### Available records
PR #662, opened 2022-09-13
Add CodeQL Analysis

miles-grant-ibigroup:
This PR adds GitHub codeql analysis


daniel-heppner-ibigroup (approved):

.github/workflows/codeql-analysis.yml
```diff
@@ -0,0 +1,72 @@
+# For most projects, this workflow file will not need changing; you simply need
```
binh-dam-ibigroup, line 1: Add a comment saying the file was initially generated by github.

.github/workflows/codeql-analysis.yml
```diff
@@ -0,0 +1,72 @@
...
+name: "CodeQL"
+
+on:
+  push:
+    branches: [ "dev", master ]
+  pull_request:
+    # The branches below must be a subset of the branches above
+    branches: [ "dev" ]
+  schedule:
+    - cron: '23 11 * * 4'
```
binh-dam-ibigroup, line 21: Is the intent to run checks periodically in addition to PR and PR updates to `dev`?

binh-dam-ibigroup (approved):
LGTM, only wondering about whether periodicity of the checks is absolutely needed.

.github/workflows/codeql-analysis.yml
miles-grant-ibigroup: It seems like it! Which makes sense -- even if we don't make changes new vulnerabilities might be discovered

binh-dam-ibigroup: Good point!

PR #664, opened 2022-09-21
Address two react console warnings.

binh-dam-ibigroup:
This PR resolves React console warnings regarding keys for the locale selector and a prop for the app menu.


daniel-heppner-ibigroup (approved):
Wow, thank you for the fix!

miles-grant-ibigroup (approved):
Thanks! This is much cleaner. 

Would it be possible to merge https://github.com/opentripplanner/otp-react-redux/pull/407 into this? They seem related.

binh-dam-ibigroup:
> Thanks! This is much cleaner.
> 
> Would it be possible to merge #407 into this? They seem related.

The change from #407 is already included in the current dev branch.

### Work to complete
Your answer should consist of the lines above that hold the word "miles".

### Solution to this task
miles-grant-ibigroup:
miles-grant-ibigroup: It seems like it! Which makes sense -- even if we don't make changes new vulnerabilities might be discovered
miles-grant-ibigroup (approved):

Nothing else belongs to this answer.